Book XV.
Begins by setting forth briefly and in sum the contents of the previous fourteen books. The argument is then shown to have reached so far as to allow of our now inquiring concerning the Trinity, which is God, in those eternal, incorporeal, and unchangeable things themselves, in the perfect contemplation of which a blessed life is promised to us. But this Trinity, as he shows, is here seen by us as by a mirror and in an enigma, in that it is seen by means of the image of God, which we are, as in a likeness that is obscure and hard of discernment. In like manner, it is shown, that some kind of conjecture and explanation may be gathered respecting the generation of the divine Word, from the word of our own mind, but only with difficulty, on account of the exceeding disparity which is discernible between the two words; and, again, respecting the procession of the Holy Spirit, from the love that is joined thereto by the will.

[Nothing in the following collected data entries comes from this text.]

Issue #1169, opened 2021-02-08
Enhance 3130 (Plugin TagFix_Brand.py) : suggest the brand:wikidata tag when only the brand tag is on the node


nuxper:
I'll use https://www.openstreetmap.org/node/6974650360 as example
This node represents a Promovacances travel_agency in Lyon.

Current tags in osm:
```
brand = Promovacances
name = Promovacances
shop = travel_agency
```

Promovacances is part of the name-suggestion-index : promovacances-9ff76a with 
```
    {
      "displayName": "Promovacances",
      "id": "promovacances-9ff76a",
      "locationSet": {"include": ["fr"]},
      "tags": {
        "brand": "Promovacances",
        "brand:wikidata": "Q3407444",
        "brand:wikipedia": "fr:Promovacances",
        "name": "Promovacances",
        "shop": "travel_agency"
      }
    }
```

Code of the plugin : https://github.com/osm-fr/osmose-backend/blob/master/plugins/TagFix_Brand.py

### Current behavior

The plugin doesn't suggest adding brand:wikidata=Q3407444 because it only selects nodes where the tag "brand" is absent

### Suggested behavior

I suggest to select nodes where the tag "brand" is absent or the tag "brand:wikidata" is absent

I actually see two options:
1 select nodes where the tag "brand" is absent or the tag "brand:wikidata" is absent:
- Pros: less nodes to be processed
- Cons : won't suggest brand:wikipedia or additional secondary tags (clothes= , shoes=, ...)

2 select nodes with tag name and with tag amenity or shop without checking for brand or brand:wikidata

**I can work on the change myself then submit a pull request but would like your feedback before I spend time on it**

frodrigo:
We should not override the existing brand. Maybe look for `brand:wikidata` from `brand`.
Can also look how NSI is used elsewhere.

> I can work on the change myself then submit a pull request but would like your feedback before I spend time on it

Please do.

nuxper:
From what I understand of the code, the plugin only suggests adding tags, never override.

OK I'll work on this.

frodrigo:
cc @nlehuby @Marc-marc-marc

nlehuby:
Yes, that would be a good addition :+1: 
Your first option is my preference to limit false positives.

frodrigo:
It is deployed, but your changes lower the number of raised issues by 100 000.
http://osmose.openstreetmap.fr/en/errors/?item=3130
[...]

PR #1171, opened 2021-02-10
solves #1169 : suggest the brand:wikidata tag when only the brand tag is on the node

nuxper:
I checked it on Lyon and it works well
I updated the test cases to match the new logic


frodrigo:
Look fine, thank you.
Merged, but not deployed yet.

LIBER QUINTUS DECIMUS. Principio, quid in singulis quatuordecim superioribus libris dictum sit, exponit breviter ac summatim, eoque demum pervenisse disputationem docet, ut Trinitas quae Deus est, jam in ipsis rebus aeternis, incorporalibus et immutabilibus, in quarum perfecta contemplatione nobis beata vita promittitur, inquiratur. Hanc vero Trinitatem ostendit hic videri a nobis tanquam per speculum et in aenigmate, dum videtur per imaginem Dei, quod nos sumus, ut in similitudine obscura et ad perspiciendum difficili. Sic et ex verbo mentis nostrae Verbi divini generationem, nonnisi difficulter, propter eam quae inter utrumque verbum interesse observatur disparitas quam maxima; et ex dilectione quae a voluntate adjungitur, Spiritus sancti processionem conjici utcumque et explicari posse demonstrat.